More recently, studies [18] have demonstrated using data collected from a large sample of examinees' results that t-statistics may potentially identify more items that do not fit the model than both the infit and outfit mean square fit statistics. For instance, the number of misfitting items identified by the t-statistic was four times greater than those identified by the mean square fit statistic (23 and 5, respectively).

In addition to research on the dichotomous model, recent work on the polytomous (Rating Scale) model with simulated data has suggested that the variability of mean squares is dependent on sample size and furthermore that the standard deviations for the t-statistics are generally smaller than their expected value (unity) [19]. These authors propose adjusting the critical range employed for both types of fit statistic depending on sample size.

Finally, Smith & Suh [18] have concluded that using mean square statistics may lead researchers to missing significant numbers of misfitting items, which may have an important impact on the development of unidimensional instruments, and that there is, furthermore, a need to understand Type I error rates associated with critical values for fit statistics.

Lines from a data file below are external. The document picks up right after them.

PR #641, opened 2017-06-21
Update credentials file to contain another service-key for the server

### LINKED ISSUE #640: Successful deployment: Error in kt-server log
The deployed kt-server can't find a proper `GOOGLE_APPLICATION_CREDENTIALS` credentials file.

Investigate if the recently added fake-auth (#605) would be a valid alternative to adding another service key for the server (with minimal permissions), or, if we can get with the service-key completely.

**Update:** We can get rid of the additional service-key for the server!

Liamsi:
include another service-key for the kt server

resolves #640


Liamsi:
Closing: This is resolved by #644

PR #644, opened 2017-06-22
Remove service-key requirement from kt-server

### LINKED ISSUE #617: make running docker-compose easier, ideally without user interaction
It's quite time consuming to copy & paste the LOG_ID and MAP_ID created by the create-tree command (at least if done over and over). 
I would propose wrap this in a script, or, at least export the environment vars and replace the [example IDs in the docker-compose](https://github.com/google/keytransparency/blob/2128c1d504b0b993eb7f6ec6ee4f97edbb00ae41/docker-compose.yml#L100-L102) file with environment variables. The user could then just launch docker-compose  up as described in the Readme without needing to copy & paste the ouput of the create tree command.

### LINKED ISSUE #640: Successful deployment: Error in kt-server log

Liamsi:
Use a default http client to query https://www.googleapis.com/oauth2/v2

Also, use environment vars for `LOG_ID` and `MAP_ID` in the `docker-compose.yml` file (makes local testing/debugging a easier/more convenient).

Resolves #640 
Resolves #617

### DIFF
--- a/.keytransparency.yaml
+++ b/.keytransparency.yaml
@@ -2,7 +2,8 @@ log-key: "../trillian/testdata/log-rpc-server.pubkey.pem"
 vrf:    "genfiles/vrf-pubkey.pem"
 kt-key: "genfiles/server.crt"
 kt-sig: "genfiles/p256-pubkey.pem"
-map-id: 3506304676031956248
-kt-url: "localhost:8080"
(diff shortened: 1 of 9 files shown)


Liamsi:
PTAL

On the basis of this Smith and colleagues [16, 18] have suggested that the t-statistic rather than the weighted and unweighted mean squares should be used to identify misfit, given that this statistic appears to be less sensitive to changes in sample size or alternatively to adjust mean square fit statistics using a correction based on the square root of the sample size [16].

However, despite this assertion there are a number of other methodological studies [15, 20] which have shown that the t-statistic is highly sample dependent.

The evaluation and identification of item misfit is critical to the development of unidimensional instruments, and reliable fit statistics play an important part in this. There is uncertainty in the literature to assist health researchers in determining the most appropriate fit statistic to select for developing or modifying questionnaires. Previous research on simulated datasets has focused on the relationship between sample size and fit statistics at the level of groups of items. However, for test users the emphasis is more on which fit statistics are able to identify misfit consistently for individual items. Identification and removal of misfitting items will not only reduce patient burden, but may also improve person measure assessment [5].

Therefore the aim of this study was to investigate the impact of sample size on four commonly used fit statistics, i.e. infit/outfit mean square and their t-statistics for two polytomous Rasch models using data collected from a cancer patient sample.

The study attempted to determine: 1). whether fit statistics (and therefore Type I error rates, i.e. the probability of falsely rejecting an item which does fit the Rasch model) vary with sample size and 2). whether there were any differences in this variation between the different types of fit statistic.